Hide Forgot
Description of problem: My nfs share I've setup on RHEL6 Cluster Suite does in fact work... however, it keeps "failing": Jan 18 15:49:50 cdtg-rtp-sun-1 rgmanager[6559]: Recovering failed service service:CDTG-NFS-share Jan 18 15:49:51 cdtg-rtp-sun-1 rgmanager[23610]: Adding export: xxx.18.188.0/25:/data/cluster-storage/ (fsid=40050,rw) Jan 18 15:49:51 cdtg-rtp-sun-1 rgmanager[23683]: Adding IPv4 address xxx.18.188.202/25 to bond0 Jan 18 15:49:54 cdtg-rtp-sun-1 ntpd[6419]: Listening on interface #1969 bond0, xxx.18.188.202#123 Enabled Jan 18 15:49:54 cdtg-rtp-sun-1 rgmanager[6559]: Service service:CDTG-NFS-share started From another machine, I can see that the NFS service is up: #showmount -e xxx.18.188.202 Export list for xxx.18.188.202: /data/cluster-storage xxx.18.188.0/25 ... then about a minute later... Jan 18 15:51:00 cdtg-rtp-sun-1 rgmanager[24355]: nfsclient:CDTG-NFS-Service is missing!

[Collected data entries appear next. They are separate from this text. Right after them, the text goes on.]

PR #7720, opened 2018-06-01
Change `:type` to `:test_type` and properly document

### LINKED ISSUE #7719: ExUnit internals leak through the setup block
### Environment
Elixir 1.6.4

### Current behavior

ExUnit's test type leaks through the setup block:

```elixir
defmodule ExUnitThingTest do
  use ExUnit.Case, async: false

  setup do
    {:ok, type: "thing"}
  end

  test "some test" do
    assert true
  end
end
```

```bash
$ mix test
.

Finished in 0.02 seconds
1 thing, 0 failures

Randomized with seed 563574
```

### Expected behavior

```bash
$ mix test
.

Finished in 0.02 seconds
1 test, 0 failures

Randomized with seed 563574
```

### Notes

AFAIK the documentation doesn't mention the `type` parameter, so it should either be mentioned or the `type` should be replaced with something more explicit like `ex_unit_type`. It took my a while to figure out why my test output was this (part of the issue is surely a big `setup` block wrote by someone else):

```
........................

Finished in 0.1 seconds
15 tests, 9 statss, 0 failures

Randomized with seed 27958
```

devonestes:
Resolves #7719

### DIFF
--- a/lib/ex_unit/lib/ex_unit/callbacks.ex
+++ b/lib/ex_unit/lib/ex_unit/callbacks.ex
@@ -399,7 +399,7 @@ defmodule ExUnit.Callbacks do
 
   ## Helpers
 
-  @reserved [:case, :file, :line, :test, :async, :registered, :describe]
+  @reserved [:case, :file, :line, :test, :type, :async, :registered, :describe]
 
   @doc false
   def __callback__(callback, describe) do
--- a/lib/ex_unit/lib/ex_unit/callbacks.ex
+++ b/lib/ex_unit/lib/ex_unit/callbacks.ex
@@ -399,7 +399,7 @@ defmodule ExUnit.Callbacks do
 
   ## Helpers
 
-  @reserved [:case, :file, :line, :test, :type, :async, :registered, :describe]
+  @reserved [:case, :file, :line, :test, :async, :registered, :describe]
 
   @doc false
   def __callback__(callback, describe) do
--- a/lib/ex_unit/lib/ex_unit/case.ex
+++ b/lib/ex_unit/lib/ex_unit/case.ex
@@ -143,7 +143,6 @@ defmodule ExUnit.Case do
     * `:file`       - the file on which the test was defined
     * `:line`       - the line on which the test was defined
     * `:test`       - the test name
-    * `:type`       - the type of the test (`:test`, `:doctest`, `:property`, etc)
     * `:async`      - if the test case is in async mode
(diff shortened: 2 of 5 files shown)


devonestes:
I don't know why, but I'm seeing strange intermittent test failures in CI. I can't replicate them on my local machine, even with the same seed. Here are the examples: https://travis-ci.org/elixir-lang/elixir/builds/386680141
https://travis-ci.org/elixir-lang/elixir/builds/386687681

Think this is something to look into, or just weirdness on Travis we can ignore?

josevalim:
@devonestes it is a file system issue (it can't find a beam file) that we can't replicate either and it has been happening for a good while.

josevalim:
@whatyouhide @devonestes I am wondering if we should reserve this key or if we should namespace it `ex_unit_type` or `test_type` before reserving.

whatyouhide:
@josevalim very good point, type is a common word and we dont really need to reserve it. test_type might be useful to devs too so maybe ex_unit_type, even if I'm not the biggest fan of this being the only kw prefixed with "ex_unit_".

josevalim:
Ok after looking at the code, the type is not really meant to be reserved. We want to allow users to change it. That said, I think then `test_type` is much clearer in intent.

Let's change `:type` to `:test_type` and let's make sure to document that it is meant to be changed by users who want to segregate tests.

What do you think?

devonestes:
Sounds good to me!!

josevalim:
Alright, so let's go in this direction then!

adkron:
I could be way off, but since this is a map could we put all of the reserved keys under another key?

~~~elixir
  %{exunit: %{type: foo, ...}}
~~~

That way we don't have to restrict users as much. Thanks for your consideration.

josevalim:
@adkron the problem is backwards compatibility, I am afraid. `type` has just been released and it is considered experimental (as it is meant to support ptesting), so we can still change it, but I am afraid we just can't namespace everything else. :(

whatyouhide:
I was afraid of that, makes sense. We'll live with this :)

adkron:
Should the new ones be namespaced? Then move the others to the namespace in Elixir 2, if that day ever comes? Or is there a way to add a depreciation?

josevalim:
@adkron we can't deprecate map fields, unfortunately. I would prefer to go ahead with `test_type` for now and then discuss a possible migration altogether.

josevalim:

PR #7724, opened 2018-06-03
[Typespec#spec_to_quoted] ignore_vars should be converted to elixir variables

Sihui:
Refs https://github.com/elixir-lang/elixir/issues/7712

When building the `when` clause `Typespec#spec_to_quoted`, we want to ignore var:

```elixir
    ignore_vars = Keyword.keys(guards)

    vars =
      for type_expr <- args ++ [result],
          var <- collect_vars(type_expr),
          var not in ignore_vars,
          uniq: true,
          do: {var, {:var, meta, nil}}
```

But `ignore_vars` contains a list of codelists where as `collect_vars` returns an elixir variable:

```elixir
  defp collect_vars({:var, _line, var}) do
    [erl_to_ex_var(var)]
  end
```
As a result, this filter (`var not in ignore_vars,`) doesn't work as intended.

Converting ignore_vars to a list of elixir variables will fix it.
`ignore_vars = Keyword.keys(guards) |> Enum.map(&erl_to_ex_var/1)`

Before:
image

After:
image

====
Updates after @michalmuskala 's feedback.

Now the variable names inside the when clause are lower case for the sake of consistency.
image

### DIFF
--- a/lib/iex/test/iex/helpers_test.exs
+++ b/lib/iex/test/iex/helpers_test.exs
@@ -339,7 +339,7 @@ defmodule IEx.HelpersTest do
       assert capture_io(fn -> h(:timer.sleep() / 1) end) == """
              * :timer.sleep/1
 
-               @spec sleep(time) :: :ok when Time: timeout()
+               @spec sleep(time) :: :ok when time: timeout()
 
              Documentation is not available for non-Elixir modules. Showing only specs.
              """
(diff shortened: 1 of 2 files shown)


lib/iex/test/iex/helpers_test.exs
```diff
@@ -339,7 +339,7 @@ defmodule IEx.HelpersTest do
       assert capture_io(fn -> h(:timer.sleep() / 1) end) == """
              * :timer.sleep/1
 
-               @spec sleep(time) :: :ok when Time: timeout(), time: var
+               @spec sleep(time) :: :ok when Time: timeout()
```
michalmuskala: I still don't think this is correct. The function refers to a variable `time` while the guard specifies `Time`. I think they should be the same in both places.

Sihui: so you think it should be `@spec sleep(time) :: :ok when time: timeout()` ?

michalmuskala: Yes, I think so. If we're going for elixir syntax everywhere, let's go all the way.

On the other hand, I think printing everything in erlang syntax could be a reasonable choice too, but I think it would be slightly harder and less useful for newcomers.

Sihui: 👍 good call. I agree. Will push the change in a few mintues.

PR #7725, opened 2018-06-03
raise if piping into bitstring operator <<>>

### LINKED ISSUE #7721: Raise if piping into <<...>>
To avoid confusion when piping into interpolated strings or literal binaries.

Jan 18 15:51:00 cdtg-rtp-sun-1 rgmanager[6559]: status on nfsclient "CDTG-NFS-Service" returned 1 (generic error) Jan 18 15:51:00 cdtg-rtp-sun-1 rgmanager[24412]: Removing export: xxx.18.188.0/25:/data/cluster-storage/ Jan 18 15:51:00 cdtg-rtp-sun-1 rgmanager[24447]: Adding export: xxx.18.188.0/25:/data/cluster-storage/ (fsid=40050,rw) Jan 18 15:51:10 cdtg-rtp-sun-1 rgmanager[6559]: Stopping service service:CDTG-NFS-share Jan 18 15:51:10 cdtg-rtp-sun-1 rgmanager[24658]: Removing IPv4 address xxx.18.188.202/25 from bond0 Jan 18 15:51:12 cdtg-rtp-sun-1 ntpd[6419]: Deleting interface #1969 bond0, xxx.18.188.202#123, interface stats: received=0, sent=0, dropped=0, active_time=78 secs Jan 18 15:51:20 cdtg-rtp-sun-1 rgmanager[24720]: Removing export: xxx.18.188.0/25:/data/cluster-storage/ Jan 18 15:51:20 cdtg-rtp-sun-1 rgmanager[6559]: Service service:CDTG-NFS-share is recovering Jan 18 15:51:24 cdtg-rtp-sun-1 rgmanager[6559]: Service service:CDTG-NFS-share is now running on member 2 ... why is this? The export works, but is continuously failed-over by rgmanager on both nodes! :-( Version-Release number of selected component (if applicable): rgmanager-3.0.12-10.el6.x86_64
Created attachment 474147 [details] sanitized cluster.conf config file
Not sure if this has any bearing on the issue, but I found this similar complaint: http://www.redhat.com/archives/linux-cluster/2010-March/msg00019.html
The xxx.18.188.202 IP address didn't have a hostname before, and and such "clufindhostname -i xxx.18.188.202" would fail with error code 2. I've added a reverse lookup entry for it, and the clufindhostname is much happier now, and exists with error code 0. However, this doesn't stop the failing-over of an otherwise working service from happening.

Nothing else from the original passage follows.